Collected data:
- Opening Delimiter -

PR #444, opened 2020-10-17
Fix exercise solution in ex-data-filter

helix84:
arr_delay is in minutes

PR #462, opened 2021-01-04
Fix hours example in ex-data-filter.Rmd

jtransue:
Fixed two errors. The error in the first exercise is the most important change because the solution is wrong (it says to do less than 2 minutes, instead of less than 120 (2 hours)). This is my first pull request ever so please forgive mistakes.

This is meant to be an improvement in the built-in RStudio Tutorial, not to the learnr package in general. 

## Pull Request

PR task list:
- [ ] Update NEWS
- [ ] Add tests (if possible)

### DIFF
--- a/inst/tutorials/ex-data-filter/ex-data-filter.Rmd
+++ b/inst/tutorials/ex-data-filter/ex-data-filter.Rmd
@@ -105,7 +105,7 @@ filter(flights, month = 1)
 
 ### Multiple tests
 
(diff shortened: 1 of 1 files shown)


schloerke:
I like the comment added compared to just the number fix in https://github.com/rstudio/learnr/pull/444/files#diff-c50e94530959fe09537639917f64160b15e4b762da07029a0256cdfee21c5884R235 . Merging

PR #516, opened 2021-04-15
Add hybrid method for tutorial storage

elimillera:
## Hybrid Storage

We discovered when we deployed learnr tutorials to a hosted environment that certain parts of the tutorial would take a long time(30-45 seconds) to initialized. This was because we were using the 'filesystem' option when storing user data and the filesystem was a lot slower as the tutorials got larger and more users accessed it at once. This also provides a fallback if the user deletes their cookies or is blocking them.

Our solution was to combine the client and filesystem methods. This has worked very well for us and we're hoping to contribute it back to the package. 

Functions in `hybrid_storage` are a combination of client and filesystem storage with the exception of `get_objects`. `get_objects` includes logic to restore the state in the filesystem to the client storage if there are zero or one items in the client storage.

PR task list:
- [x] Update NEWS
- [x] Add tests (if possible) - Tests were added however because the option requires a call to `session$request` we were unable to include them. Its possible they could be used in a future version of shiny where testServer is updated to handle this.


mstackhouse:
Closed as we have an adjustment we realized we need to implement for when users are working across multiple browsers.

PR #532, opened 2021-06-02
Fix exercise prompt in ex-data-filter.Rmd

dfailing:
Suggest changing "Submit Answer" to "Run Code" to avoid confusion in the `filter()` section.


gadenbuie (approved):
Thanks @dfailing!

- Closing Delimiter -

▸ Problem description
Go through the entries above and report how many lines hold the word "minutes". Nothing but the number is needed.

▸ Solution
2